Framework for modulating ambulatory load in the context of in vivo mechanosensitivity of articular cartilage

Abstract

Different stress modalities have been used to provoke a load induced mechanoresponse in blood markers of articular cartilages. The challenge in in vivo experiments is to alter specific loading characteristics. Here, we aimed to develop a load modification framework that changes ambulatory load magnitude without changing load frequency or joint kinematics. Spatiotemporal parameters, sagittal joint kinematics and vertical ground reaction force (vGRF) of 24 healthy participants were recorded while walking with reduced (80%), normal (100%) and increased (120%) bodyweight (BW) on three separate test days in a block randomized cross-over design.
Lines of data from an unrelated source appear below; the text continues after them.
PR #1723, opened 2023-11-13
Remove renderer on Dart:io platforms

### LINKED ISSUE #1721: Remove renderer info for now
### Description

As described in #1719 `skia` is currently hardcoded.

We should remove it for now until we find a correct way to get the renderer information

ueman:
## :scroll: Description

Fixes #1721

New tests

## :pencil: Checklist

- [x] All tests passing
- [x] No breaking changes

### DIFF
--- a/CHANGELOG.md
+++ b/CHANGELOG.md
@@ -4,6 +4,7 @@
 
 ### Fixes 
 
+- Flutter renderer information was removed on dart:io platforms since it didn't add the correct value
 - Unsupported types with Expando ([#1690](https://github.com/getsentry/sentry-dart/pull/1690))
 
 ### Features
--- a/CHANGELOG.md
+++ b/CHANGELOG.md
@@ -4,7 +4,7 @@
 
 ### Fixes 
 
-- Flutter renderer information was removed on dart:io platforms since it didn't add the correct value
+- Flutter renderer information was removed on dart:io platforms since it didn't add the correct value ([#1723](https://github.com/getsentry/sentry-dart/pull/1723))
 - Unsupported types with Expando ([#1690](https://github.com/getsentry/sentry-dart/pull/1690))
 
 ### Features
--- a/flutter/lib/src/sentry_flutter.dart
+++ b/flutter/lib/src/sentry_flutter.dart
@@ -167,8 +167,7 @@ mixin SentryFlutter {
       integrations.add(LoadImageListIntegration(channel));
     }
     final renderer = options.rendererWrapper.getRenderer();
-    if (renderer == FlutterRenderer.skia ||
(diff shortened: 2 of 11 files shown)


flutter/test/event_processor/flutter_enricher_event_processor_test.dart
```diff
@@ -22,7 +22,38 @@ void main() {
       fixture = Fixture();
     });
 
-    testWidgets('flutter context', (WidgetTester tester) async {
+    testWidgets('flutter context on dart:io', (WidgetTester tester) async {
+      if (kIsWeb) {
+        // widget tests don't support onPlatform config
```
ueman, line 27: Do you have any better idea than this workaround?

CHANGELOG.md
```diff
@@ -4,6 +4,7 @@
 
 ### Fixes 
 
+- Flutter renderer information was removed on dart:io platforms since it didn't add the correct value
```
```suggestion
- Flutter renderer information was removed on dart:io platforms since it didn't add the correct value ([#1723](https://github.com/getsentry/sentry-dart/pull/1723))
```

flutter/lib/src/sentry_flutter.dart
```diff
@@ -167,8 +167,7 @@ mixin SentryFlutter {
       integrations.add(LoadImageListIntegration(channel));
     }
     final renderer = options.rendererWrapper.getRenderer();
-    if (renderer == FlutterRenderer.skia ||
-        renderer == FlutterRenderer.canvasKit) {
+    if (!platformChecker.isWeb || renderer == FlutterRenderer.canvasKit) {
```
ueman, line 170: The HTML renderer is the only renderer where screenshots do not work. Therefore, it should be enough to check for `!web` and the CanvasKit renderer

buenaflor: Do you know if we have it documented somewhere that HTML renderer isn't supported for screenshot? 

Might be good to improve the docs for that as well some time since the docs on sentry.io don't specify that, but well, docs in general are still rough on sentry 😓

flutter/test/event_processor/flutter_enricher_event_processor_test.dart
buenaflor: Hm, don't think so but I'm fine with this as long as it's documented

flutter/lib/src/sentry_flutter.dart
ueman: @denrase might know that, since he wrote it. Though, it's pretty well known that the backing API doesn't work on the HTML renderer

buenaflor (approved):

PR #1749, opened 2023-11-22
deps: update `package_info_plus` constraints

buenaflor:
There's a new `5.0.1` version out which is not part of our constraint.

This also fixes the [package-analysis complaint](https://github.com/getsentry/sentry-dart/runs/18923673712) for flutter

### DIFF
--- a/CHANGELOG.md
+++ b/CHANGELOG.md
@@ -8,6 +8,7 @@
 
 ### Dependencies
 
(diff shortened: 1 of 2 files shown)


krystofwoldrich (approved):
LG 🚀

krystofwoldrich:
We should also add it to changelog. I think.

Issue #1663, opened 2023-09-28
Obfuscated built Flutter app obfuscates Sentry message


b4tchkn:
### Environment

SaaS (https://sentry.io/)

### Steps to Reproduce

1. Obfuscate Flutter apps with using `--obfuscate --split-debug-info=./` options.
2. Upload symbol files to Sentry using `sentry-cli debug-files upload -o <org> -p <project> ./` on  CI.
3. Send class runtimeType or StackTrace.current() to SentryEvent message in Flutter.
4. Check Issues on Sentry.

### Expected Result

To be confirmed messages that have not been obfuscated.

### Actual Result

The message arrives on Sentry obfuscated.

So, If I don't set stackTrace when call `Sentry.captureEvent()`, StackTrace on Sentry will be unknown. before Flutter obfuscation, I could see a normal StackTrace.
If I set stackTrace to StackTrace.current, etc. when call `Sentry.captureEvent()`, I can confirm a normal StackTrace.

Is it a specification that obfuscation occurs when source code objects are included in the message and that StackTrace is obfuscated when StackTrace is not specified?

### Product Area

Issues

stefanosiano:
hey @b4tchkn Could you please provide us a link to the event?
If you don't want to provide a link on this github issue, you can send it via email to stefano.siano@sentry.io
Also, are you experiencing it on a specific platform, like web?

b4tchkn:
@stefanosiano 
This is occurring on iOS and Android.
And sent an email with a link to the Sentry event. Please check it out.

stefanosiano:
hey @b4tchkn 
I had a look at the event, and it seems like it's related to https://github.com/getsentry/sentry-dart/issues/1565 and https://github.com/getsentry/sentry-dart/issues/2805
I'll have a closer look and come later. As pointed in https://github.com/getsentry/sentry-dart/issues/2805, though, it's quite a big scope

stefanosiano:
hey @b4tchkn 
after merging https://github.com/getsentry/sentry-dart/pull/1756, the stacktraces of the events captured with `captureMessage` or `captureEvent` will be deobfuscated. Note that you either have to put your own stacktrace or use the `await` keyword when calling Sentry APIs to get the calling function in the stacktrace, due to technical limitations.
Regarding deobsfuscation of messages, that's a bigger topic that we are discussing internally.

I'm closing this issue for now. Feel free to add a comment in case the fix doesn't work for your case

PR #1756, opened 2023-11-24
Add debug_meta to all events

### LINKED ISSUE #1744: debug_meta not set for non-exception events
### Description

currently, the `debug_meta` field is set only when there is an exception.
 Our `LoadImageListIntegration` sets the `debug_meta` field [only when there is an exception](https://github.com/getsentry/sentry-dart/blob/main/flutter/lib/src/integrations/load_image_list_integration.dart#L28-L35).

stefanosiano:
## :scroll: Description
`load_image_list_integration` now appends `debug_meta info to all non-transaction events with a stacktrace, instead of checking for Exception existence

Events generated through `captureMessage` or `captureEvent` had obfuscated stacktraces attached to them, when using the `attachStacktrace` option, due to the lack of `debug_meta` info.
Fixes https://github.com/getsentry/sentry-dart/issues/1744 and https://github.com/getsentry/sentry-dart/issues/1663

The tests now use event without exception

## :pencil: Checklist

- [ ] All tests passing
- [ ] No breaking changes

### DIFF
--- a/CHANGELOG.md
+++ b/CHANGELOG.md
@@ -5,6 +5,8 @@
 ### Fixes
 
 - Add debug_meta to all events ([#1756](https://github.com/getsentry/sentry-dart/pull/1756))
+  - Fixes obfuscated stacktraces when `captureMessage` or `captureEvent` is called with `attachStacktrace` option 
+
 ### Features
 
 - Add option to opt out of fatal level for automatically collected errors ([#1738](https://github.com/getsentry/sentry-dart/pull/1738))
--- a/CHANGELOG.md
+++ b/CHANGELOG.md
@@ -1,5 +1,11 @@
 # Changelog
 
+## Unreleased
+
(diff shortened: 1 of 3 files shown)


CHANGELOG.md
```diff
@@ -1,5 +1,11 @@
 # Changelog
 
+## Unreleased
+
+### Fixes
+
+- Add debug_meta to all events ([#1756](https://github.com/getsentry/sentry-dart/pull/1756))
```
buenaflor, line 7: Can we add another sub-item with: Fixes obfuscated `stacktraces` occurring on `captureMessage` and captureEvent calls when `attachStacktrace`option is used.  

or similar

just to clarify a little bit more what it fixes

buenaflor (approved):
lgtm 👍 

left one comment regarding the changelog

The reduced and increased load conditions were compared to the normal load condition using paired sample t-tests for spatiotemporal parameters and statistical parametric mapping for vGRF and joint kinematics. Load modification resulted in measured vGRF differences of -19.5%BW (reduced) and +16.8%BW (increased). Spatiotemporal parameters with reduced and increased load did not differ from normal load except of a shorter stance time under reduced load (-21ms). Joint kinematics for both conditions did not differ from normal load except of decreased ankle dorsiflexion (maximum -5.9°) and increased knee flexion (maximum +6.5°) for the reduced load condition during pre-swing when the support limb is already unloaded. Overall, we did not observe relevant differences in spatiotemporal parameters or joint kinematics between loading conditions. Mean absolute joint angle deviations below 4.1° demonstrate that the proposed load modification framework changes ambulatory load magnitude without changing load frequency or joint kinematics.